***** RECORDED INFORMATION

Issue #1558, opened 2020-11-20
Code cleanup to move away from 2019 as a base


bazzadp:
Currently we have 2019 as a "base" for a lot of our code, and 2020 is an extension of that. I'd like to clean this up properly, to make it more obvious what's base and what's 2019. This will allow greater multi-year support, avoid confusion and also allow Translations to support just 2020, whereas currently they must support both 2019 and 2020.

Tasks to do:
- [x] - Move `src/templates/base/2019/` to `src/templates/base/` - #1559
- [x] - Separate language templates from, for example, `src/templates/en/2019/` to `src/templates/en/`, leaving behind smaller 2020-like files in the 2019 directory. - #1568 
- [x] - Rename `2019.css` to `almanac.css` - #1918 
- [ ] - Decide what to do with the Chapter Hero Images (currently in 2019 image dir). Duplicate in 2020? Fallback to 2019 if not exists in 2020 (how will this scale)? Move to separate Hero-Images dir (but then how to override a chapter in future - or is that next year's problem)? - #1920 

None of these are particularly difficult but opening this issue to track and to allow smaller PRs to handle them. Would be good to get a good few of them done now while waiting on chapters.

Issue #1468, opened 2020-11-09
2020 chapter metadata still uses 2019


rviscomi:
```html
<title>Capabilities | 2019 | The Web Almanac by HTTP Archive</title>
<meta property="og:title" content="Capabilities | 2019 | The Web Almanac by HTTP Archive">
<meta property="og:image" content="https://almanac.httparchive.org/images/2019/capabilities/hero_lg.jpg">
<meta name="twitter:title" content="Capabilities | 2019 | The Web Almanac by HTTP Archive">
<meta name="twitter:image" content="https://almanac.httparchive.org/images/2019/capabilities/hero_lg.jpg">
```

These will cause UX confusion for readers but also 404 images for social scrapers like Twitter:

![image](https://user-images.githubusercontent.com/1120896/98609375-203c8d00-22bb-11eb-8c2d-4da573a5894f.png)

rviscomi:
I've fixed the title issues in #1469 and it appears that the 2020 hero illustrations do actually live in the [2019 directory](https://github.com/HTTPArchive/almanac.httparchive.org/tree/main/src/static/images/2019/capabilities). But it's still 404ing because it seems like the server thinks the "images" subdirectory is an invalid language: https://almanac.httparchive.org/images/2019/capabilities/hero_lg.jpg

![image](https://user-images.githubusercontent.com/1120896/98610522-c2f60b00-22bd-11eb-98d1-bf7d6431e0b3.png)

I'll try to get the 2019 chapter image directory served again, but we should keep this issue open to avoid confusion about 2020 content served from 2019 directories, especially for chapters that didn't exist in 2019.

rviscomi:
The 404 was because the chapter hero image URLs were missing the `/static` part of the path. Fixed in #1470 and also added dynamic year to chapter metadata in non-English localized templates.

bazzadp:
> I'll try to get the 2019 chapter image directory served again, but we should keep this issue open to avoid confusion about 2020 content served from 2019 directories, especially for chapters that didn't exist in 2019.

Ah think I misunderstood https://github.com/HTTPArchive/almanac.httparchive.org/pull/1358#discussion_r504239477. Thought you were asking to keep in 2019 directory but now see you mean to have them in 2020 directory with either copies of 2019 for reused chapters, or fallback to there. Yes let's leave that open until that's fixed.

> I've force-pushed these changes to the production server without a deploy, so they will be picked up in the next formal deployment.

[...]

PR #1559, opened 2020-11-20
Move base templates out of 2019 folder

bazzadp:
Makes progress on #1558 

Moves templates in `src/templates/base/2019/` to `src/templates/base/` as they are not 2019 specific.


rviscomi:
Assuming we get to a point when new annual editions are redesigned at least slightly with a new color palette, layout variations, and new illustrations, could these changes make it harder? I had thought that keeping the base templates theme-agnostic would be better for extensibility. For example, if 2021 is a completely different look and feel, how much of the core template infrastructure would need to be rewritten?

bazzadp:
Those are good questions, and that's why the base templates were originally segregated by year. However, we don't have 2020 templates and I now feel so much 2019 references in 2020 site is counter productive and confusing. It also means the 2020 site is built slightly differently than the 2019 site.

We could rename `2019` to `v1` instead of dropping the folder completely. However, I think there's a balance to be struck between how much we design for the (unknown) future, and how much we have the code reflect the current reality.

Would the 2021 Almanac, or some future one, need a complete template rewrite? Or just different CSS? Or would we just have `base_v2.html` different and the rest is basically the same? Or would we do a complete site redesign and so update 2019 and 2020 to latest design? Or would any future design move away from Flask to some other technology so folder structure would change anyway? These are questions we don't know the answer to and so having a more confusing structure now, on the chance we might use that in future, isn't the right way to go in my opinion.

Also nothing is set in stone – the relative ease with which we're moving this, and the great testing coverage we have, means this decision can easily be reverse if we need to segregate the designs again in the future.

It's a similar discussion for the 2020 chapter hero images. Currently they are in the 2019 chapter images folder and 19 out of the 22 images are reused. So should we leave them in 2019 folder? Copy to 2020 and increase our repo size for no real gain? Have some sort of soft link if Git supports that? Or move them to a year-agnostic `hero-images` folder? I originally proposed that later one, and you were concerned that if a chapter wanted to override a hero-image in the future then how would that work. Which is a fair point, but I'm still thinking that's a problem to deal with in the future rather than suffering with either complexity or duplicated images in the present. So, after some thought, I'm still thinking a `hero-images` folder is the right way to go. And we can always move to a `hero-image/v1/` and a `hero-images/v2` folder in the future if we need to.

rviscomi:
The way you're using v1 and v2 is how I'm thinking of the years themselves, ie 2019 and 2020 themselves are version numbers. So the 2020 Markup chapter is using the 2019 version of the hero image. That's ok. But it's not the same as the 2020 Capabilities chapter using the 2019 version of the hero image, because it never existed then. I can live with the first scenario but the second seems broken. The same goes for the templates; 2020 is an extension of the 2019 theme. 2019 is an extension of the base theme. Having the base be the lowest common denominator that any theme would need is IMO the right way to use abstract templates.

You made a lot of other points that I want to address, but I thought I'd throw that out there first.

bazzadp:
> So the 2020 Markup chapter is using the 2019 version of the hero image. That's ok. But it's not the same as the 2020 Capabilities chapter using the 2019 version of the hero image, because it never existed then.

Yes but then you're left with either copying all the 2019 images to 2020 chapter and duplicating, or having a "if 2020 exists, then use that, else fallback to 2019" (that won't scale to more years), or having chapter meta data to say which folder to use. All this complexity for a problem we don't currently have - we only have one set of hero-images. Of course that might change in future but, as I say, who knows if we'll even be on this stack in the future.

As to the templates we currently have the following for the 2019 home page:

The 2019 home page is `en/2019/index.html`
which extends `base/2019/index.html`
which extends `en/2019/base.html`
which extends `base/2019/base.html`
which extends `base.html`

Now ignoring the fact we have to read 5 templates for now (there's good reasons for that even if it seems over the top), that's what we have for 2019. But crucially not for 2019.

The 2019 home page is `en/2020/index.html`
which extends `base/2019/index.html`
which extends `en/2020/base.html`
which extends `en/2019/base.html`
which extends `base/2019/base.html`
which extends `base.html`

So there is an extra level of templating in there (6 rather than 5) and three 2019 templates in the 2020 build path. So a 2019 page is built one way, and a 2020 page the other. This could lead to issues if we only test one version.

Additionally, `en/2020/base.html` and `en/2019/base.html` are massively different files because the 2019 version includes LOTs more data and the 2020 version only overrides a few of these. And of course we NEED the 2019 templates before we can launch a 2020 language.

I would much rather having this:

The 2019 home page is `en/2019/index.html`
which extends `base/index.html`
which extends `en/2019/base.html` (not sure we even need this - haven't looked closely enough yet)
which extends `en/base.html`
which extends `base/base.html`
which extends `base.html`

The 2019 home page is `en/2020/index.html`
which extends `base/index.html`
which extends `en/2020/base.html` (not sure we even need this - haven't looked closely enough yet)
which extends `en/base.html`
which extends `base/base.html`
which extends `base.html`

That way:

- Each year is built the same, which is better for consistency and testing.
- Each year template only contains the stuff needed by that year, rather than loading and overriding for some years.
- We can launch 2020 in Scottish (for example), without having to have any 2019 templates (this is currently not possible).
- There is no confusion as to why 2019 templates are needed by 2020 pages.

2019, 2020 and 2021 (assuming it's the same design) are all exactly the same.

rviscomi:
Can we defer this to after the 2020 launch though?

bazzadp:
My preference would be to get this out of the way in the next week giving us a clear week or even two before launch to monitor for issues while there’s many eyes on it.

The reduces risk of something not working properly because it’s still hardcoded incorrectly to 2019 (e.g. ebook, or first chapter translation). And, as I say, it means any new translators can start translating the 2020 Almanac rather than have to do the 2019 templates first.

Delaying until after launch means not doing it until late January realistically and then there being a lot less eyes on it when we do do it.

rviscomi:
Whose eyes, developers to do code reviews or users to spot errors? I'd think it's better to make big changes that could cause user-facing issues _after_ a big launch to avoid any risk of breaking things.

bazzadp:
OK I'll make one last ditch effort to persuade you to take this now, and then will drop it until next year if you still don't agree.

> Whose eyes, developers to do code reviews or users to spot errors?

The Web Almanac contributors now. I think we have a unique opportunity over the next 2 weeks that we have a lot of eyes (Authors, Reviewers and Contributors) on their chapters before launch. The staging process we use helps enormously with this and is a very good idea. After launch dies down we know from experience last year, it will quickly die down to almost no one.

As to the code review of this change, I think you'll find there is very little to do, if you agree with the approach in this discussion, despite the apparent size of this change. If you look at the changes 99% of them are a simple switch from `base/2019/` to `base/`. It's then pretty obvious whether a chapter works or not for each year. Then the automated testing then takes care of the rest.

I'm not sure anyone, apart from myself, understands the logic of the template inheritance at present, that can review it form that perspective - which is a large part of what I'm trying to fix here!

>  I'd think it's better to make big changes that could cause user-facing issues after a big launch to avoid any risk of breaking things.

I don't think this is a big change, or I wouldn't suggest it this close to the launch. Yes it's undeniable a lot of files have changed but, as per above, the actual changes themselves are very minor and mostly covered by our automated testing (which tests every URL for every language returns a 200 and also some negative testing still results in a 404 or a redirect).

I also am doing this simplification to __reduce__ the chance if things breaking - like they did in #1468 

Finally we're seeing a lot of interest in new languages. We've launched Traditional Chinese, Hindi and soon Russian in last few weeks. There is a good chance the launch will add further interest, and this simplification, makes it easier to launch years in isolation (so they can concentrate on 2020 translations).

rviscomi:
After having given this more thought, TBH I still don't see the benefit/urgency. But you've spent more time thinking about this so I'll defer to your judgment :)

rviscomi (approved):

**********

Gather up every line from the listing above in which the word "agree" occurs.

OK I'll make one last ditch effort to persuade you to take this now, and then will drop it until next year if you still don't agree.
As to the code review of this change, I think you'll find there is very little to do, if you agree with the approach in this discussion, despite the apparent size of this change. If you look at the changes 99% of them are a simple switch from `base/2019/` to `base/`. It's then pretty obvious whether a chapter works or not for each year. Then the automated testing then takes care of the rest.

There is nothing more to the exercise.